Despite the challenges, Martin Seidenberg, chief executive of IDS, has assured customers that Royal Mail is prepared for the busy Christmas period. “As we enter our busiest period, we are well prepared for Christmas deliveries, with around 4,000 new vehicles being delivered ahead of the peak, an additional 16,000 walk-ins, extended delivery hours until 8pm, and our growing network of parcel lockers and parcel shops,” he said. .

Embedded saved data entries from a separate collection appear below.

PR #7065, opened 2020-07-23
WIP - code coverage

vrothberg:
Work in progress to get code coverage into the CI.

Unit tests are not sufficient as most code is tested via the e2e tests (and the system tests).

Working:
* unit tests
* system tests


test/system/helpers.bash
```diff
@@ -137,11 +137,16 @@ function run_podman() {
...
     esac
 
+    local BIN=$PODMAN
+    if [[ ! -z "$COVERAGE" ]]; then
+        BIN="$PODMAN -test.coverprofile=coverprofile.system.$(random_string 20) COVERAGE"
+    fi
+
     # stdout is only emitted upon error; this echo is to help a debugger
-    echo "$_LOG_PROMPT $PODMAN $*"
+    echo "$_LOG_PROMPT $BIN $@"
```
edsantiago, line 146: It's kind of complicated, and I'll explain one day over a beer, but please leave that as dollar-asterisk

test/system/helpers.bash
```diff
@@ -137,11 +137,16 @@ function run_podman() {
         '?')             expected_rc=  ; shift;;  # ignore exit code
     esac
 
+    local BIN=$PODMAN
+    if [[ ! -z "$COVERAGE" ]]; then
```
edsantiago, line 141: I find positive tests more readable than negative: `-n` is better here
```bash
    if [[ -n "$COVERAGE" ]]; then
```

test/system/helpers.bash
vrothberg: Yes and yes :-) Thanks for checking!

test/system/helpers.bash
vrothberg: Much better, thanks!

vrothberg:
One step further: e2e tests can now run with coverage as well. Maybe needs more massaging until they turn green but I am optimistic.

vrothberg:
What's going on here? I just pushed...

vrothberg:
Eeeek. I don't see it merged in master, which is good.

vrothberg:
Nice...integration are green now. Only system tests are going south. So close...

Makefile
```diff
@@ -36,6 +35,15 @@ PKG_MANAGER ?= $(shell command -v dnf yum|head -n1)
 # ~/.local/bin is not in PATH on all systems
 PRE_COMMIT = $(shell command -v bin/venv/bin/pre-commit ~/.local/bin/pre-commit pre-commit | head -n1)
 
+COVERAGE_PATH ?= $(shell pwd)/.coverage
+COVERAGE_PROFILE ?= $(shell pwd)/coverage.txt
+export COVERAGE_PATH
+export COVERAGE_PROFILE
+$(shell mkdir -p ${COVERAGE_PATH})
+
+CODECOVE_TOKEN=52d2da88-a97c-442b-8c9f-1f77a5a26b7c
```
edsantiago, line 44: Yikes. Shouldn't this be a Cirrus secret?

edsantiago:
I gave this a good try: perl/awk with `seen` hashing is much slower than `sort -u` (like, 70s vs 45s for ~1k cover files). I tried perusing the files manually to see if my eye could detect useful patterns for a custom tool. No luck. This is a pretty hard problem.

Makefile
vrothberg: Absolutely. I can remove it now and generate a new token if you want to. I thought it's fine for testing purposes.

vrothberg:
> I gave this a good try: perl/awk with `seen` hashing is much slower than `sort -u` (like, 70s vs 45s for ~1k cover files). I tried perusing the files manually to see if my eye could detect useful patterns for a custom tool. No luck. This is a pretty hard problem.

Thanks a lot for checking, Ed, I appreciate it!

The last remaining idea I have is to not fully "divide and conquer" but to stop at a certain threshold. Instead of merging _N_ profiles into 1, we could merge _N_ profiles into _M_ and upload them. The upload script supports that and Codecov is apparently smart enough to combine multiple uploads on the server side.

I guess the crux is that we don't need to find the optimum. We're doing a `sort -u` to reduce redundancy and hence trim down the size. AFAIK Codecov has a size limit 100 MB per uploaded file. We could short cut with something similar to a `sort -u --until=100MB` where we're sorting until we hit the specified threshold.

Simple to code in a high-level language but I didn't find a way with coreutils.

vrothberg:
@edsantiago, I regenerated (and removed) the token. I also wrote a small go script which merges the profiles in 26 secs on my machine:
```
libpod (test-coverage) $ time go run hack/coverage/coverage.go -dir ~/profiles -profile coverag
e.txt
Merged 6776 profiles (11.6 GB) into "coverage.txt" (3.5 MB)

real    0m25.975s
user    0m25.246s
sys     0m4.490s
```

contrib/cirrus/coverage.sh
```diff
@@ -0,0 +1,13 @@
+#!/bin/bash
+
+set -e
+
+source $(dirname $0)/lib.sh
+
+req_env_var GOSRC
```
cevich, line 7: I would recommend adding 'CODECOV_TOKEN' to the line above.

vrothberg: Done, thanks!

vrothberg:
Closing for now. It's a massive amount of work and I don't see it getting a higher priority in the near future.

Seidenberg stressed the company’s commitment to controlling what it can, but expressed concern about rising costs. “We are implementing changes that we can control, but the cost environment is getting worse at a time when we need to invest. As a major employer with around 130,000 permanent employees, the changes to National Insurance will disproportionately impact our business compared to competitors,” he added. It makes comprehensive service reform more urgent.


Jimmy Young

Jamie is an experienced business journalist and senior reporter at Business Matters, with over a decade of experience reporting on UK SME business. Jamie holds a degree in Business Administration and regularly participates in industry conferences and workshops to stay at the forefront of emerging trends. When Jamie is not reporting on the latest business developments, he is passionate about mentoring up-and-coming journalists and entrepreneurs, sharing their wealth of knowledge to inspire the next generation of business leaders.